PR #263, opened 2025-03-20
Fix potential infinite tool call loop by resetting tool_choice after …

mini-peanut:
# Fix potential infinite tool call loop by resetting tool_choice after tool execution

## Summary

This PR fixes an issue where setting `tool_choice` to "required" or a specific function name could cause models to get stuck in an infinite tool call loop.

When `tool_choice` is set to force tool usage, this setting persists across model invocations. This PR automatically resets `tool_choice` to "auto" after tool execution, allowing the model to decide whether to make additional tool calls in subsequent turns.

Unlike using `tool_use_behavior="stop_on_first_tool"`, this approach lets the model continue processing tool results while preventing forced repeated tool calls.

## Test plan

- Added tests to verify tool_choice reset behavior for both agent and run_config settings
- Added integration test to verify the solution prevents infinite loops
- All tests pass

## Checks

- [x] I've added new tests for the fix
- [x] I've updated the relevant documentation (added comment in code)

### DIFF
--- a/src/agents/_run_impl.py
+++ b/src/agents/_run_impl.py
@@ -47,6 +47,7 @@ from .items import (
 )
 from .lifecycle import RunHooks
 from .logger import logger
+from .model_settings import ModelSettings
 from .models.interface import ModelTracing
 from .run_context import RunContextWrapper, TContext
 from .stream_events import RunItemStreamEvent, StreamEvent
@@ -205,6 +206,37 @@ class RunImpl:
         )
         new_step_items.extend([result.run_item for result in function_results])
         new_step_items.extend(computer_results)
+
+        # Reset tool_choice to "auto" after tool execution to prevent infinite loops
+        if (processed_response.functions or processed_response.computer_actions):
+            # Reset agent's model_settings
+            if agent.model_settings.tool_choice == "required" or isinstance(agent.model_settings.tool_choice, str):
+                # Create a new model_settings to avoid modifying the original shared instance
+                agent.model_settings = ModelSettings(
+                    temperature=agent.model_settings.temperature,
+                    top_p=agent.model_settings.top_p,
+                    frequency_penalty=agent.model_settings.frequency_penalty,
+                    presence_penalty=agent.model_settings.presence_penalty,
+                    tool_choice="auto",  # Reset to auto
+                    parallel_tool_calls=agent.model_settings.parallel_tool_calls,
+                    truncation=agent.model_settings.truncation,
+                    max_tokens=agent.model_settings.max_tokens,
+                )
+            
+            # Also reset run_config's model_settings if it exists
+            if run_config.model_settings and (run_config.model_settings.tool_choice == "required" or 
+                                             isinstance(run_config.model_settings.tool_choice, str)):
+                # Create a new model_settings for run_config
+                run_config.model_settings = ModelSettings(
+                    temperature=run_config.model_settings.temperature,
+                    top_p=run_config.model_settings.top_p,
+                    frequency_penalty=run_config.model_settings.frequency_penalty,
+                    presence_penalty=run_config.model_settings.presence_penalty,
+                    tool_choice="auto",  # Reset to auto
+                    parallel_tool_calls=run_config.model_settings.parallel_tool_calls,
+                    truncation=run_config.model_settings.truncation,
+                    max_tokens=run_config.model_settings.max_tokens,
+                )
 
         # Second, check if there are any handoffs
         if run_handoffs := processed_response.handoffs:
--- a/tests/test_prevent_infinite_tool_loop.py
+++ b/tests/test_prevent_infinite_tool_loop.py
@@ -54,7 +54,7 @@ class MockModel:
         )
 
 
-class TestToolChoiceReset:
+class TestPreventInfiniteToolLoop:
     async def test_tool_choice_resets_after_call(self):
         """Test that tool_choice is reset to 'auto' after tool call when set to 'required'"""
         # Create an agent with tool_choice="required"
--- a/tests/test_tool_choice_reset.py
+++ b/tests/test_tool_choice_reset.py
@@ -54,7 +54,7 @@ class MockModel:
         )
 
 
-class TestPreventInfiniteToolLoop:
+class TestToolChoiceReset:
     async def test_tool_choice_resets_after_call(self):
         """Test that tool_choice is reset to 'auto' after tool call when set to 'required'"""
         # Create an agent with tool_choice="required"
--- a/tests/test_tool_choice_reset.py
+++ b/tests/test_tool_choice_reset.py
@@ -1,0 +1,303 @@
+from unittest import mock
+import asyncio
+import json
+from typing import List
+
+from agents import Agent, ModelSettings, RunConfig, function_tool, Runner
+from agents.models.interface import ModelResponse
+from agents.items import Usage
+from openai.types.responses.response_function_tool_call import ResponseFunctionToolCall
+
+
+@function_tool
+def echo(text: str) -> str:
+    """Echo the input text"""
+    return text
+
+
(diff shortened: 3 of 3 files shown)


rm-openai:
This is a good idea! What do you think about making it a configurable param, default to `reset=True`?

mini-peanut:
> This is a good idea! What do you think about making it a configurable param, default to `reset=True`?

@rm-openai Thanks for the feedback! I considered adding a config parameter, but wonder if it might add complexity without clear use cases. Most users would want to prevent infinite loops by default, and those with specific needs could already implement custom behaviors through the existing API.

Unless you have specific scenarios in mind where maintaining forced tool calls is beneficial, perhaps the simpler approach is better?

rm-openai:
@mini-peanut, yeah one use case I had in mind was this:

Setup:
```
agent = Agent(
  instructions="Use the find_company tool to find the company info. Then use the search_directory tool to get the CEO's email.",
  tools=[find_company, search_directory],
  tool_choice="required",
  tool_use_behavior={"stop_at_tool_names": "search_directory"},
```

If we reset `tool_choice`, then we can't trust the Agent to reliably call the second tool.

Thoughts?

mini-peanut:
> @mini-peanut, yeah one use case I had in mind was this:
> 
> Setup:
> 
> ```
> agent = Agent(
>   instructions="Use the find_company tool to find the company info. Then use the search_directory tool to get the CEO's email.",
>   tools=[find_company, search_directory],
>   tool_choice="required",
>   tool_use_behavior={"stop_at_tool_names": "search_directory"},
> ```
> 
> If we reset `tool_choice`, then we can't trust the Agent to reliably call the second tool.
> 
> Thoughts?

@rm-openai Thanks for sharing that use case. I'd like to refine my approach to focus on the specific problem we're solving.

**The Problem:** Setting `tool_choice` to "required" or a specific function name can inadvertently cause infinite loops.

**Core Hypothesis:** When a user forces a single specific function call, they rarely intend for that same function to be repeatedly called in an infinite loop. This differs from intentional sequential calling of different functions.

**Problem Scenario:** This issue typically manifests in two specific cases:
1. When `tool_choice` is set to a specific function name, causing the same function to be called repeatedly
2. When `tool_choice="required"` with only one available tool, which functionally behaves the same way

**Concerns with Adding a Configuration Parameter:**
Users with legitimate sequential tool usage would need to explicitly set `reset_tool_choice_after_use` to `False`.

**Targeted Solution:** We can address these specific scenarios without disrupting legitimate use cases:
```python
# Only reset in the problematic scenarios where loops are likely unintentional
if (isinstance(tool_choice, str) and tool_choice not in ["auto", "required", "none"]) or 
   (tool_choice == "required" and len(tools) == 1):
    # Reset to "auto"
```

This approach precisely targets the infinite loop problem without affecting the multi-tool sequential calling pattern you described, and without requiring additional configuration.

rm-openai (dismissed):

rm-openai:
lgtm - but would you mind fixing lint/typechecking please? can't merge without that

src/agents/_run_impl.py
```diff
@@ -206,6 +207,37 @@ async def execute_tools_and_side_effects(
         new_step_items.extend([result.run_item for result in function_results])
         new_step_items.extend(computer_results)
 
+        # Reset tool_choice to "auto" after tool execution to prevent infinite loops
+        if (processed_response.functions or processed_response.computer_actions):
+            # Reset agent's model_settings
+            if agent.model_settings.tool_choice == "required" or isinstance(agent.model_settings.tool_choice, str):
+                # Create a new model_settings to avoid modifying the original shared instance
+                agent.model_settings = ModelSettings(
```
baderalfahad: I ran this code and it looks like the changes persist across agent runs? Not sure if this is the intended behavior.

src/agents/_run_impl.py
```diff
@@ -206,6 +207,37 @@ async def execute_tools_and_side_effects(
...
+                    parallel_tool_calls=agent.model_settings.parallel_tool_calls,
+                    truncation=agent.model_settings.truncation,
+                    max_tokens=agent.model_settings.max_tokens,
+                )
+            
+            # Also reset run_config's model_settings if it exists
+            if run_config.model_settings and (run_config.model_settings.tool_choice == "required" or 
+                                             isinstance(run_config.model_settings.tool_choice, str)):
+                # Create a new model_settings for run_config
+                run_config.model_settings = ModelSettings(
```
baderalfahad: Perhaps you could use `dataclasses.replace` here instead?

src/agents/_run_impl.py
mini-peanut: Yes, the changes to tool_choice do persist across agent runs. This is the intended behavior. When tool_choice is set to "required" or a specific function name, it's automatically reset to "auto" after a tool call to prevent infinite loops.

src/agents/_run_impl.py
mini-peanut: Great suggestion! Your recommendation to use dataclasses.replace() has been implemented.

mini-peanut:
@rm-openai Fixed, and the code should pass the checks. Thanks for your patience

rm-openai:
Unfortunately looks like typechecking is still not passing

src/agents/_run_impl.py
```diff
@@ -206,6 +208,25 @@ async def execute_tools_and_side_effects(
         new_step_items.extend([result.run_item for result in function_results])
         new_step_items.extend(computer_results)
 
+        # Reset tool_choice to "auto" after tool execution to prevent infinite loops
+        if processed_response.functions or processed_response.computer_actions:
+            tools = agent.tools
+            # Only reset in the problematic scenarios where loops are likely unintentional
+            if cls._should_reset_tool_choice(agent.model_settings, tools):
+                agent.model_settings = dataclasses.replace(
```
baderalfahad: As mentioned earlier, it looks like the original agent instance is being modified. This means the agent may not be guaranteed to use the tool in subsequent runs. This may not be the intended behavior.

Example:
```
agent = Agent(
    ...
    tools=[custom_tool],
    model_settings=ModelSettings(tool_choice="required"),
)

await Runner.run(agent, "first run")   # starts run with tool_choice="required"
await Runner.run(agent, "second run")  # starts run with tool_choice="auto"
```

src/agents/_run_impl.py
```diff
@@ -206,6 +208,25 @@ async def execute_tools_and_side_effects(
...
+                    agent.model_settings,
+                    tool_choice="auto"
+                )
+
+            if (
```
baderalfahad, line 215: If modifying the agent model settings is necessary, this should ideally only be done after checking the run config first. This is because the run config overrides agent-specific settings for a run.

src/agents/_run_impl.py
baderalfahad: @rm-openai Thoughts?

rm-openai: hmm that's true, does feel like an issue with this solution. Maybe we should save it as internal state.

mini-peanut: @baderalfahad  @rm-openai I've fixed the issue by creating new copies of the agent and model settings objects instead of modifying the original instances. The linting errors have also been resolved. This should pass the type checking now.

src/agents/_run_impl.py
mini-peanut: Good point. These two operations should actually be parallel rather than sequential, but putting the run_config check first does make more sense. I've made this change in the latest commit.

rm-openai (approved):

rm-openai:
I'm merging this because it's mostly great. I think it will need a couple of followups:
1. Instead of copying the agent, we should do internal bookkeping of the resets
2. I still think this should be configurable
3. I'm not sure it makes sense to reset the RunConfig ModelSettings. 

I'll follow up with all of those!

+ + + +

WHAT TO WORK ON: Your response should contain each line of the entries above that holds the string "email".

ANSWER SPACE:
  instructions="Use the find_company tool to find the company info. Then use the search_directory tool to get the CEO's email.",
>   instructions="Use the find_company tool to find the company info. Then use the search_directory tool to get the CEO's email.",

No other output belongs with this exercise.